OECD (2011) Strengthening Ownership and Accountability: A Synthesis of Key Findings and Messages produced for the Busan High Level Forum on Aid Effectivenes
This paper points to the issues that donors should address at the High Level Summit on Aid Effectiveness (HLF-4) in Busan to make further progress in two dimensions essential to aid effectiveness: ownership and accountability. The recommendations are based on findings from research on the implementation of aid effectiveness commitments made by donors in Paris and Accra.
Recent research produced by the Cluster on Ownership and Accountability of the OECD Working Party on Aid Effectiveness highlights several lessons from progress made towards meeting Paris and Accra’s commitments:
·Donors acknowledge the importance of inclusive ownership whereby non-state actors are involved in the design and implementation of national development strategies. In practice the implementation of this principle suffers from a lack of consensus on the roles that these stakeholders are expected to play.
·Development partners face the challenge of promoting mutual accountability and domestic accountability simultaneously. ‘Do no harm’ approaches based on a good understanding of the country context are key to promoting domestic accountability.
·Aid effectiveness could significantly improve if donors relied on partner countries own assessment of capacity development needs and if donors reduced their own institutional disincentives (search for visibility, pressure for quick value-for-money, etc.).

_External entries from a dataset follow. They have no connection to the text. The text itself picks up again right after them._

PR #660, opened 2017-05-28
Update license information

kytrinyx:
We don't need the duplication, especially now that the GitHub interface shows the
license information on the main page of the repository when it can be detected
directly from the LICENSE file.

This also updates the LICENSE to reassign the copyright to the Exercism legal entity (which I finally got my act together and created).

### DIFF
--- a/LICENSE
+++ b/LICENSE
@@ -1,6 +1,6 @@
-The MIT License (MIT)
+MIT License
 
-Copyright (c) 2014 Katrina Owen, _@kytrinyx.com
+Copyright (c) 2017 Exercism, Inc
 
 Permission is hereby granted, free of charge, to any person obtaining a copy
 of this software and associated documentation files (the "Software"), to deal
--- a/README.md
+++ b/README.md
@@ -252,11 +252,6 @@ For an in-depth discussion of how exercism language tracks and exercises work,
 please see the
 [contributing guide](https://github.com/exercism/x-api/blob/master/CONTRIBUTING.md#the-exercise-data)
 
-## License
-
-The MIT License (MIT)
-
-Copyright (c) 2014 Katrina Owen, _@kytrinyx.com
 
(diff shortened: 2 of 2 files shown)


LICENSE
```diff
@@ -1,6 +1,6 @@
-The MIT License (MIT)
+MIT License
 
-Copyright (c) 2014 Katrina Owen, _@kytrinyx.com
+Copyright (c) 2017 Exercism, Inc
```
kotp: The `(c)` form of **&#169;** is used when the typsetting equipment does not have it available, and is even then not necessarily recognized legally as indicating copyright notice.  We have the typesetting available and should use the officially/legally recognized symbol, or `copr.` or `copyright`.

My suggestion then is to in the word, and leave out the `(c)`.

In case of concerns for ASCII characters, this is character `0169`.

kytrinyx: I have taken this directly from https://choosealicense.com/licenses/mit/ which has both the word "copyright" and the "(c)".

kytrinyx: According to the wikipedia page, the approximation (c) appears to be acceptable.
https://en.wikipedia.org/wiki/Copyright_symbol#Digital_representation

kotp: Upper case C then?  Since 1989 and for those countries honoring the convention, none are required, it appears.

kotp: It was the only thing I saw... IANAL but that was the only thing I had noticed (a recent attorney's note had mentioned the non-legal distinction of the `(c)` but I can not find that note at the moment, and it is likely based on some outdated things, apparently.)

kytrinyx: Since this is what they're using on the choosealicense website, I'd prefer to keep it the way they did it rather than to alter the case.

kotp: Good solid thing to do, I think.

Based on those research findings, donors and partner countries should consider the following key questions at the HLF-4:
1)Inclusive ownership: what can be considered as good practice in donors’ facilitation of country ownership, in particular through multi-stakeholders dialogue and interventions at national and local levels?
2)Government leadership: what and how can development actors learn about the institutional conditions necessary to enhance government leadership?
3)Capacity development: how can donors address internal disincentives to support evidence-based capacity development in partner countries, and how can partner country stakeholders best define their capacity development needs?
4)Inclusive accountability: what can be considered as good practice in including civil society, local governments, parliaments and political parties in the design, implementation and monitoring of aid programmes?
5)Enabling environment for CSOs: how can donors, CSOs and development partners improve CSO’s contributions to development and understand better how different actors can contribute to aid effectiveness?
6) Multi-level governance: how to ensure complementarity between the development contributions of local, regional, national and international actors?